Though they all face the same charges in the 15-count indictment, the remaining defendants will be tried in two subsequent trials. Bundy and several of his sons are in the second trial group.

A jury of 16, including four alternates, was sworn in Tuesday following a selection process that lasted two days. Eleven women and five men were chosen for the jury.

U.S. District Judge Gloria Navarro ordered jurors not to discuss the case with anyone and not to “listen to or view anything touching on this case in any way.

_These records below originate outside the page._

PR #3325, opened 2024-02-06
wmma: reverse the order of lobal and global to enable group with TC

flammit:
Enables OptOp.GROUP when using tensor cores.  This PR reverses the global and local dim order to so that the first global and local dims are in threadgroup.x.  This also fixes the group_for_reduce strides logic so that it works properly with HIP TCs.

Depends on #3320


Qazalin:
released expanded lds support for hipcpu, tests should be good now https://github.com/Qazalin/remu/commit/db1d143ce05a4791f953923ff0c5792c85cc5369

PR #3326, opened 2024-02-06
factor out parallel compilation in beam_search

flowpoint:


geohot:
Why?

flowpoint:
just starting on "A beautiful refactor of the parallel BEAM into generic parallel kernel compilation"
ig, this was too granular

“I promise you by the time you’re done, you’re going to know more than anyone about this case,” she told jurors, whose careers range from stay-at-home mom to Southwest Airlines employee.

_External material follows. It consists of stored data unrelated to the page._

PR #3335, opened 2024-02-07
conceptually simpler fancy index

geohotstan:
this was pulled from my setitem attempt.

basically while doing setitem I found out we could reduce multiple dims at once and that reduces kernel count
(lol didn't know that before)

so instead of doing 
`(idx == arange).mul(ret).sum(sum_dim)`
reduction for each dimension iteratively
which makes for unreadable reshape args and generates a reduce kernel for each sum axis, for ex:
```
def test_slice_fancy_indexing_no_dim_collapse(self):
->  helper_test_op([(2,5,6,5,3,4)], lambda x: x[a,b,c,d,e], lambda x: x[i,j,k,o,p])

...
*** METAL     22 r_75_2_8_3_2                           arg   3 mem  0.00 GB tm     12.63us/     0.33ms (    1.14 GFLOPS,    2.28 GB/s)
*** METAL     23 r_15_2_3_8_3_5                         arg   3 mem  0.00 GB tm     12.00us/     0.34ms (    1.80 GFLOPS,    1.93 GB/s)
*** METAL     24 r_2_5_3_4_4_3_6                        arg   3 mem  0.00 GB tm     12.12us/     0.36ms (    1.43 GFLOPS,    1.20 GB/s)
*** METAL     25 r_3_5_2_4_4_3_5                        arg   3 mem  0.00 GB tm     15.88us/     0.37ms (    0.91 GFLOPS,    0.74 GB/s)
*** METAL     26 r_15_2_8_3_4_3                         arg   3 mem  0.00 GB tm     12.13us/     0.38ms (    1.43 GFLOPS,    1.43 GB/s)
...
```

we do instead
```
# idx == arange -> creates 1 mask
# mask1 * mask2 * ... -> combines the masks together
mask = (idx == arange) * (idx2 == arange2) * ...
ret = mask * ret
ret = ret.sum([all_dimsum_yum])

which just has 1 reduce kernel
...
*** METAL     27 r_45_16_225_4_4                        arg   3 mem  0.00 GB tm    176.50us/     0.60ms (   29.37 GFLOPS,   14.83 GB/s)
...

```

I think these are the reduce kernels?? Idk...... might be wrong.
doesn't make forward pass much faster but makes bp pretty consistent.
I haven't looked into the details yet.


tinygrad/tensor.py
```diff
@@ -418,21 +418,21 @@ def calc_dim(tensor_dim:int) -> int:
...
-        for a,i,sd in zip(arange, reshaped_idx, sum_dim): ret = (a==i).mul(ret).sum(sd)
+      idx: Dict[int,Tensor] = {(dim := calc_dim(td)):(tensor<0).where(ret.shape[dim],0) + tensor for td,tensor in zip(type_dim[Tensor], tensor_index)}
+
+      eqs, first_dim, max_idx_dim, last_dim  = [], min(idx.keys()), max(i.ndim for i in idx.values()), max(idx.keys())
+      for dim, i in idx.items():
+        a = i.reshape(i.shape + (1,)*(ret.ndim - first_dim))
+        b = Tensor.arange(ret.shape[dim]).reshape(ret.shape[dim:dim+1] + (1,)*(ret.ndim - dim - 1))
+        eqs.append(a == b)
+
+      try: mask = reduce(lambda x,y: x.mul(y), eqs).contiguous()
```
geohotstan, line 429: this `contiguous` is cuz maybe a bug in the shapetrackers
or maybe view not merging 
or idk

gotta to some investigating 🧐

geohot: Yea, that needs to be understood. contiguous should never change the final output (we should fuzz this)

geohotstan:
I know we're probably moving to some symbolic indexing stuff so this PR might not be too useful
but I guess this is still better than before :D ... I think

some notes:
- took out 2 transposes in `gather` yay
- left `_resolve_dim` for `gather` for dfriehs ;)
- `gather` is super cursed conceptually. Truth be told, I literally spam programmed to figure out the concept. I don't think any comments can explain why it works. But the code is readable I think.
- `gather` cannot use `getitem` because the sum_dim and the added dim for masking is different.
- advanced indexing uses setitem stuff. The backwards is significantly faster. Forwards take very slight perf hit.
- for setitem, there's a super annoying edge case that makes masking with arange (current approach) mighty slow if it is to work generically (it works tho). See example below:
```
reference = Tensor.arange(16).reshape(4, 4)
a = Tensor([[0],[1]])
b = Tensor([2,1,1])
reference[a,b] = Tensor([[99,100,111],[123,234,345]])

[[  0 345 123   3]
 [  4   5   6   7]
 [  8   9  10  11]
 [ 12  13  14  15]]
```
the index `b` has two 1's. This makes the value of the second 1 overwrite the value of the first 1. (234 overwritten by 345)
this renders my attempt useless
unlucky 😭 

----------------------

I've started on the fuzzer though this is quite a challenge. Not sure if I'm capable but I'll give it a try.

chenyuxyz:
I think it's quite slower. `PYTHONPATH=. python examples/beautiful_mnist.py` uses gather to generate mini-batch, and on master it took 8 seconds on my M1 Max, and took 12 seconds on this branch. I like the simplification (still quite complicated but maybe it's what it is), but want to understand the slowdown better.

geohotstan:
here're some early findings.

The reason for `examples/beautiful_mnist.py` slowdown in particular is cuz the final kernel's `TensorCore` has an inefficient shape caused by taking in inefficient stride caused by different reshape_args

Starting with TC:
```
# master branch
  0 ━┳ STORE MemBuffer(idx=0, dtype=dtypes.float, st=ShapeTracker(views=(View(shape=(1, 512, 1, 28, 28), strides=(0, 784, 0, 28, 1), offset=0, mask=None, contiguous=True),)))       
  1  ┗━┳ SUM (0,)                                                                                                                                                                    
  2    ┗━┳ MUL                                                                                                                                                                       
  3      ┣━━ LOAD MemBuffer(idx=1, dtype=dtypes.float, st=ShapeTracker(views=(View(shape=(60000, 512, 1, 28, 28), strides=(512, 1, 0, 0, 0), offset=0, mask=None, contiguous=False),)
))                                                                                                                                                                                   
  4      ┗━━ LOAD MemBuffer(idx=2, dtype=dtypes.float, st=ShapeTracker(views=(View(shape=(60000, 512, 1, 28, 28), strides=(784, 0, 0, 28, 1), offset=0, mask=None, contiguous=False),
)))                                                                                                                                                                                  
TENSOR CORES [(1, 784, 1)] [(0, 512, 1)] tensor_core<[8, 8, 8], dtypes.float, dtypes.float>    
...
*** METAL      7 r_16_49_2_2_4_2_7500_8_2_4_2           arg   3 mem  0.31 GB tm     33.31ms/    40.03ms ( 1446.28 GFLOPS,    9.39 GB/s)
```
```
# this branch
  0 ━┳ STORE MemBuffer(idx=0, dtype=dtypes.float, st=ShapeTracker(views=(View(shape=(512, 1, 1, 28, 28), strides=(784, 0, 0, 28, 1), offset=0, mask=None, contiguous=True),)))
  1  ┗━┳ SUM (1,)                                                                                                                                                                    
  2    ┗━┳ MUL                                                                                                                                                                       
  3      ┣━━ LOAD MemBuffer(idx=1, dtype=dtypes.float, st=ShapeTracker(views=(View(shape=(512, 60000, 1, 28, 28), strides=(0, 784, 0, 28, 1), offset=0, mask=None, contiguous=False),
)))                                                                                                                                                                                  
  4      ┗━━ LOAD MemBuffer(idx=2, dtype=dtypes.float, st=ShapeTracker(views=(View(shape=(512, 60000, 1, 28, 28), strides=(60000, 1, 0, 0, 0), offset=0, mask=None, contiguous=False)
,)))                                                                                                                                                                                 
TENSOR CORES [(0, 512, 60000)] [(1, 784, 1)] tensor_core<[8, 8, 8], dtypes.float, dtypes.float>    
...
*** METAL      7 r_4_49_4_2_2_4_2_7500_8_2_2_4          arg   3 mem  0.31 GB tm    114.28ms/   122.17ms (  421.51 GFLOPS,    2.74 GB/s)
```

The difference in strides here are `(60000, 1, 0, 0, 0)` and `(512, 1, 0, 0, 0)`
This is the mask resulting from `arange == idx`


An example for why that is:
```
self.shape[dim] == 60000
idx.shape == (512)

# on master
arange.shape == (60000, 1)
idx.shape == (1, 512)

mask = arange == idx 
mask.shape == (60000, 512)
mask.lazydata.st.real_strides() == (512, 1)


# on this branch
arange.shape == (1, 60000)
idx.shape == (512, 1)

mask = arange == idx 
mask.shape == (512, 60000)
mask.lazydata.st.real_strides() == (60000, 1)
```

obviously I can hack the `reshape args` to swap them around, but that's obv dumb
maybe I could check for `self.shape[dim] > idx.numel()` and decide swap or not to minimize stride, but that's gonna be really complex.

maybe there's some other change in shapetracker that handles this for any generic case to minimize strides?
like for `mask.shape == (512, 60000)`  
`stride == (60000, 1)` is the same as `stride == (1, 512)`
but I tried hand reshaping the mask to mangle the stride to `(1, 512)` and that deactivated `TensorCore` lol (though perf was still much faster!!!)

need some more time to think this through 🤔

chenyuxyz:
i don't mind the speed difference if it's a bad default, we can use the BEAM=2 number to compare perf

arange has been updated to a more efficient algorithm, so this might need a refresh

geohotstan:
both BEAM=2 and base line are still slower for this PR on my local mac, though the speed difference is less.

geohotstan:
Woahhh if I just copy what patosai did in #4036 by pre-expanding the shapes, it's getting much better FLOPS with BEAM=2
and the base speed is a tiny bit faster too

This is for the `beautiful_mnist` gather thing.
now:
`avg:  1801.71 GFLOPS    21.37 GB/s           total:     4 kernels    63.65 GOPS     0.75 GB    35.33 ms`

before:
`avg:   918.02 GFLOPS    18.89 GB/s           total:     5 kernels    48.62 GOPS     1.00 GB    52.97 ms`

master:
`avg:  1365.07 GFLOPS    28.09 GB/s           total:     5 kernels    48.62 GOPS     1.00 GB    35.62 ms`

lmao before I thought pre-expanding would make it slow because more element-wise arithmetic would have to be performed
man I feel dumb

chenyuxyz:
fine to skip some fancy indexing tests if it's taking too long for PYTHON backend

chenyuxyz:
looks like `beautiful_mnist` is slightly slower, is that expected?

geohotstan:
> looks like `beautiful_mnist` is slightly slower, is that expected?

for me it's about the same
```
This branch:
loss:   0.06 test_accuracy: 97.95%: 100%|████████████████████████████████████████████████████████████████████████████████████████████████████████████| 70/70 [00:13<00:00,  5.05it/s]

master:
loss:   0.07 test_accuracy: 98.22%: 100%|████████████████████████████████████████████████████████████████████████████████████████████████████████████| 70/70 [00:13<00:00,  5.37it/s]
```

This branch also decreases the kernels for 
```
t = Tensor.randn(60000, 1, 28, 28)
t[Tensor.randint(512, high=60000)].realize()
```
from 5 (master) -> 4


I'm gonna check pre-expanding the shapes on master just to check speed.

chenyuxyz:
i ran the benchmark for this, you can compare the ones with master

it's possible that multi level reduce is slower due to hand code optimization not handle it well and optimize more for single reduce. you can try with `NOOPT=1` and some BEAM (might not be as effective as BEAM does not swap reduce orders). it's fine to merge this given less kernel as long as speed is similar and the reason is well understood

chenyuxyz:
cool! merging. @flammit fyi about conditions to invoke TC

Some of the jurors seated in the case have friends or relatives in law enforcement. One expressed during jury selection her belief that government agents should be held to a higher standard than the general public.

The trial is expected to last 10 weeks. It is being held in the largest courtroom on the seventh floor of the Lloyd George U.S. Courthouse in Las Vegas. Court officials have increased security procedures in and around the courthouse for the duration of the trial because of the high-profile nature of the case.

Bundy, who maintains that the Clark County sheriff has authority over the federal lands where his cattle were grazing, has become a symbol for an anti-federal government movement, and protesters who support that movement have had a presence outside federal court all week.

Richard Lovelin, Gregory Burleson, Eric Parker, Scott Drexler, Todd Engel and Steven Stewart are standing trial in the first group. None of them lives in Nevada, but they are accused of being the “gunmen” in the standoff after they drove from out-of-state to join the protests Bundy led in April 2014.

Contact Jenny Wilson at [email protected] or 702-384-8710. Follow @jennydwilson on Twitter.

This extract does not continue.